Perché il calcio femminile in Italia è meno seguito rispetto a quello di altri Paesi come Germania e Stati Uniti? C’è ancora una mentalità troppo chiusa?
«Quest’ultimo è un aspetto. Anche se bisogna dire che comunque è migliorata la situazione. Se mi avesse fatto questa domanda anni fa le avrei solo detto: “Si, il motivo è questo”. Oggi le dico che il motivo era questo, lo è ancora, però piano piano fortunatamente qualcosa sta cambiando in termini di mentalità. Ma tutti i cambiamenti richiedono tempi lunghi per poter avvenire in maniera stabile e duratura. Sicuramente questo è sempre stato il grande limite, ma come sta cambiando la mentalità del Paese nei confronti della condizione della donna lo si vede anche nello sport, in questo caso nel calcio femminile. Io vedo uno spiraglio, non ancora una porta aperta, ma sicuramente uno spiraglio».

Katia SerraQualche anno fa lei ha dichiarato che il problema delle calciatrici era la tecnica, in quanto le ragazze si avvicinavano troppo tardi a questo sport. La situazione è migliorata col tempo?
«Sì, sotto questo aspetto decisamente sì. Infatti questa cosa era legata al fatto che non si faceva attività giovanile o se ne faceva veramente poca. Oggi, invece, ci sono più società organizzate in tale direzione e c’è anche più richiesta da parte delle ragazzine che, vedendolo magari in televisione o vedendolo praticare dai loro amici o fratelli, vogliono avvicinarsi e chiedono di poter giocare. Più la ragazzina inizia da piccolina a giocare, più l’aspetto tecnico ne guadagna perché alle spalle ci sono più anni di addestramento».

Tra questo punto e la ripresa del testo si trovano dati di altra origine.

Issue #3740, opened 2017-04-05
Inconsistent behaviour of div between REPL and compiled version


dalcde:
If I run
 
    > div (-3) 5

in the REPL, then the result is `-1`. If I compile the file

    main : IO()
    main = putStrLn . show $ div (-3) 5

and run it, then it prints `0`.

This may or may not be related to #3592, but in light of that, the behaviour of the compiled version is desired, I think.

ctford:
A good way to quickly check this is to use `:x` vs `:exec`:

```
Idris> :x div (-3) 5
-1 : Integer
Idris> :exec div (-3) 5
0
```
To me, the first duty of the REPL is to accurately reflect the real C runtime. Anything else is misleading to users.

There's a separate question of updating the C runtime as mentioned in #3592. Perhaps that could be fixed at the same time if it's easy enough and doesn't have any extra implications.

david-christiansen:
> To me, the first duty of the REPL is to accurately reflect the real C runtime

Rather than the C backend, the REPL should accurately represent the type checker's notion of computation. For all total closed programs, the C backend should additionally accurately implement the REPL's functional semantics, but not necessarily extra-functional things like evaluation order and cost models. The needs of normalizing open terms inside types to compare them for equality are different from the needs of running closed programs in compiled code, after all.

Likewise, because the interpreter in `:x` is really designed for the type provider feature, it should accurately emulate the C backend's I/O behavior, but it does not follow the same cost model at all. This is because a big part of compiling Idris is erasing things used only for type checking, but we need to preserve those things in type providers because they are intended to be used in type checking later.

However, `:x` and `:exec` should certainly provide the same answers for closed expressions, so this is definitely a bug.

PR #4137, opened 2017-10-20
Make `div` and `mod` behave consistently

### LINKED ISSUE #3592: Incorrect implementation of div and mod
The functions `div` and `mod` of `Integer` (and `Int` etc.) do not satisfy

    (div a b) * b + (mod a b) = a

since in the backend, the Haskell function `div` is used for `div` while `rem` is used for `mod`, where in fact `div` should be paired with `mod` and `quot` should be paired with `rem` for the above equation to hold.

This causes issues when implementing, say, the Euclidean algorithm.

asandroq:
These functions now satisfy the following equality for all builtin
integral types:

```
(div a b) * b + (mod a b) = a
```

Fixes #3592, #3740


ahmadsalim:
Thanks for the PR! Can you please also fix the node tests :).

asandroq:
@ahmadsalim It seems it's going to work this time. :)

ahmadsalim:
Thanks!

PR #4143, opened 2017-10-23
Fix generation of integer literals in the C backend

### LINKED ISSUE #4142: C backend generate invalid big integer literal
# Steps to Reproduce

Compile the following source file with the C backend:

```idris
module Main

main : IO ()
main = do
  printLn $ div (-432642342742368327462378462387) 36473264372
```

# Expected Behavior

Idris will generate correct C code to be compiled by a C compiler.

# Observed Behavior

The C code cannot be compiled:

```
[alex@bree test (master *>)]$ idris -o testcase testcase.idr
/var/folders/6s/8k5_5k5n5bd5l3180xg5jl4w0000gn/T/idris25619-0.c:270:21: error: integer literal is too large to be represented in any integer type
    LOC(3) = MKINT(-432642342742368327462378462387);
                    ^
1 error generated.
```

asandroq:
Negative bignum literals were being generated as Ints.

Parliamo della sua carriera. Dopo tredici anni di A1, a gennaio è tornata in B con il Cervia. Cosa l’ha spinta a prendere questa decisione?
«Fondamentalmente delle esigenze familiari: volevo avvicinarmi a casa. Poi in questa società ho trovato anche dei presupposti di mentalità di cercare di fare lo sport con dei canoni di professionalità e di serietà che non avevo riscontrato in altre società. Anche questo aspetto è stato una molla che mi ha spinto in questa direzione. Poi non le nascondo che ho già invece parlato con la società perché mi manca l’agonismo della A1. Un agonismo chiaramente superiore, è normale che sia così. Quindi cosa farò in estate onestamente non lo so, si vedrà tutto quanto poi, però di certo sono stata bene, mi sono trovata bene e auguro a questa società, indipendentemente da Katia Serra, di continuare a praticare il calcio con una certa mentalità e di crescere nel tempo. Ripeto indipendentemente da Katia Serra, eventualmente».

Una decisione che comunque le ha portato fortuna perché ha ritrovato anche la Nazionale.
«Sì e no. Nel senso che sì, l’ho ritrovata, poi però è stata anche un problema la categoria per continuare ad essere parte della Nazionale. Diciamo che sotto questo aspetto c’è grande differenza tra la serie A e la serie B. Di conseguenza il CT mi ha fatto capire che per rientrare nel giro azzurro bisognerebbe essere stabili in serie A, perché si tratta di due campionati differenti. L’ho ritrovata sono stata molto contenta in quanto per me è sempre un punto di riferimento importante far parte della Nazionale e indossare la maglia azzurra, però per poterci rimanere in pianta stabile vanno fatte scelte diverse. Per cui anche sotto questo profilo l’estate verrà affrontata con delle riflessioni a 360 gradi».

Quali sono quindi i progetti futuri di Katia Serra? Un ritorno in serie A1?
« Magari (ride, ndr)! Si, l’obiettivo è questo. Però sono anche consapevole che è un momento particolare che si ripercuote nel calcio dilettantistico e a maggior ragione nel calcio femminile. E’ un momento in cui anche l’economia italiana non aiuta certo gli sport minori a operare al meglio. Questo è l’obiettivo, ma non è detto che si possa concretizzare facilmente. Non sono più una ragazzina che pur di giocare è disponibile ad andare dappertutto, ovviamente, e ci sono anche delle altre esigenze che fanno meditare a fondo se una scelta è giusta o nel tempo potrebbe non rivelarsi quella che uno sperava».